Taliabu Island Regency () is a regency in the North Maluku province of Indonesia. It was formerly part of the Sula Islands Regency, but in 2013 it was administratively separated to form a separate regency. It is located to the west of Mangole Island and Sanana Island, the two islands which remain part of the Sula Islands Regency. Taliabu (including minor offshore islands) covers 1,587.77 km2; it had a population of 47,309 at the 2010 Census and 58,047 at the 2020 Census.

History
The establishment of the Taliabu Island Regency is intended to encourage the improvement of services in the fields of government, development and society, as well as the ability to utilize regional potentials for the implementation of regional autonomy, so it is necessary to enact a Law on the Establishment of Taliabu Island Regency in North Maluku Province.

The legal basis of this law is Undang-Undang Dasar Negara Republik Indonesia Tahun 1945 Article 18, Article 18A, Article 18B, Article 20 and Article 21; Law Number 46 of 1999; Law Number 1 Year 2003; Law Number 32 of 2004; Law Number 33 of 2004; Law Number 27 Year 2009; Law Number 12 of 2011; Law Number 15 of 2011; and Law Number 8 of 2012.

This Law regulates: The establishment of the Taliabu Island Regency which is a division of the Sula Islands Regency consisting of 8 (eight) administrative districts, namely West Taliabu District, Northwest Taliabu District, Lede District, North Taliabu District, East Taliabu District, South East Taliabu District, South Taliabu District, and Tabona District. Taliabu Island Regency has a total area of 1,587.77 km2 with a population of 58,047 people at the 2020 Census, and includes 71 (seventy-one) villages (desa and kelurahan).

Ethnicity 
The population living on Taliabu Island consists of the Taliabu natives consisting of the Mange tribe, Kadai tribe, Siboyo tribe, and Panto tribe which are classified based on the language used, settled area, and livelihood orientation, etc. Meanwhile, immigrants from outside the island of Taliabu, namely the Butonese, Ambonese, Banggai, Bugis-Makassar and Javanese.

Although the people of Taliabu consist of various tribes with different cultural backgrounds, the social life of the community has never experienced social inequality, let alone social conflict. This is protected by the local wisdom of the people of Taliabu Island, known as Mangkalomu or gather together to solve various problems based on Dadi Sia Kito Mangkoyong yang artinya bersatu untuk maju. which means to unite to move forward. This philosophy of peaceful community life has been used as a motto by the Taliabu Island Regency government with the term Hamungsia Sia Tofu which means Together and United.

Religion 
Based on data from the Central Statistics Agency Taliabu Island district in 2019 it was noted that the religion adopted by the majority of the people in this region is Islam with a percentage of 75.16%. Then, some of them embrace religion Christianism with a percentage of 24.84%, where Protestanism is 18.98% and Catholicism is 5.86%. And a small number of people embrace the Hinduism religion or also the original belief system of the Taliabu community.

Administration 
In 2013 the seven districts (kecamatan) on Taliabu Island (and its offshore islets) were split off from the Sula Islands Regency to create a separate Taliabu Island Regency (Kabupaten Pulau Taliabu); an eighth district (Tabona) was subsequently created.
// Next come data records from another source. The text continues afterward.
PR #448, opened 2023-12-18
Avoid bundling the mock interceptor in prod env

hannaeko:
## Purpose

Exclude `mock.interceptor.ts` from the build file.

## Context

Since Angular 9, the trick used to exclude `mock.interceptor.ts` no longer works. This PR aims at correcting that.

## Changes

Import `mock.interceptor.ts` in the environment file instead of in `app.module.ts` .

## How to test this PR

Before the change, after running `npm run build` 
* The build size (as reported by the `npm run build` command) is `940.51 kB`
* Some test domains can be found in the resulting bundle
   ```
   % grep -ic progress.afnic.fr dist/en/main.*.js
   1
   ```
after,
* The build size (as reported by the `npm run build` command) is `914.67 kB`
* No test domain can be found in the resulting bundle
   ```
   % grep -ic progress.afnic.fr dist/en/main.*.js
   0
   ```


matsduf:
Can this be postponed to v2024.1 instead of adding it this late in the cycle?

marc-vanderwal (approved):
Looks fine to me.

PR #451, opened 2024-01-15
Update Norwegian translation (FAQ mostly)

hannaeko:
## Purpose

Fix the missing translation of the FAQ.

## Context

The translation system of the FAQ has changed. This import old translation into the new system.

## Changes

Norwegian translation.

## How to test this PR

**Note:** It felt to me that some text differs from the original in content for some FAQ items, maybe it should be reviewed and updated accordingly to be more inline with the other languages.


blacksponge:
@matsduf I don't know who does the Norwegian translation usually, could you add them as reviewer here please?

blacksponge:

PR #453, opened 2024-01-16
Update Spanish translation (FAQ mostly)

hannaeko:
## Purpose

Try to fix the missing translations of the FAQ.

## Context

The translations system of the FAQ has changed. This import old translations into the new system.

## Changes

Spanish translations.

## How to test this PR


blacksponge:

PR #454, opened 2024-01-16
Update Danish translation (FAQ mostly)

hannaeko:
## Purpose

Try to fix the missing translations of the FAQ.

## Context

The translations system of the FAQ has changed. This import old translations into the new system.

## Changes

Danish translations.

## How to test this PR

**Note**: There are some missing translation for the strings that had changed since the last FAQ translation. Also some may have drifted a bit so feel free to update where the translation could be improved to be more in line with the original text.


blacksponge:

PR #466, opened 2024-03-04
Cleanup old FAQ architecture files

hannaeko:
## Purpose

Remove unused FAQ files and scripts

## Context

Following #434 some files are not used any more as the FAQ now use the common translation system.

## Changes

* Remove `docs/FAQ/*`
* Remove `scripts/faq.js`
* Remove unused dependency `showdown` (markdown to html renderer)
* Update the translation guide

## How to test this PR

Building the release (`npm run release`) should work.


marc-vanderwal (approved):

mattias-p (approved):
I had a look around and I found src/assets/faqs/.gitkeep but no mentions of faqs being assets. Do we still need this directory or would it make sense to remove that file too?

marc-vanderwal:
> I had a look around and I found src/assets/faqs/.gitkeep but no mentions of faqs being assets. Do we still need this directory or would it make sense to remove that file too?

The build system still generates files in the `src/assets/faqs` directory, so this directory is still needed.

hannaeko:
Not anymore, the script that used it has been remove with this PR, I removed the .gitkeep, thanks for noticing :)

mattias-p (approved):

The districts are tabulated below with their areas and their populations at the 2010 Census and the 2020 Census. The table also includes the locations of the district administrative centres, and the number of villages (rural desa and urban kelurahan) in each district.

Note: (a) the 2010 population of the new Tabona District is included in the figure for Taliabu Timur Selatan District, from which it was later cut out.

Climate
Bobong, the seat of the regency has a tropical rainforest climate (Af) with moderate rainfall in September and October and heavy rainfall in the remaining months.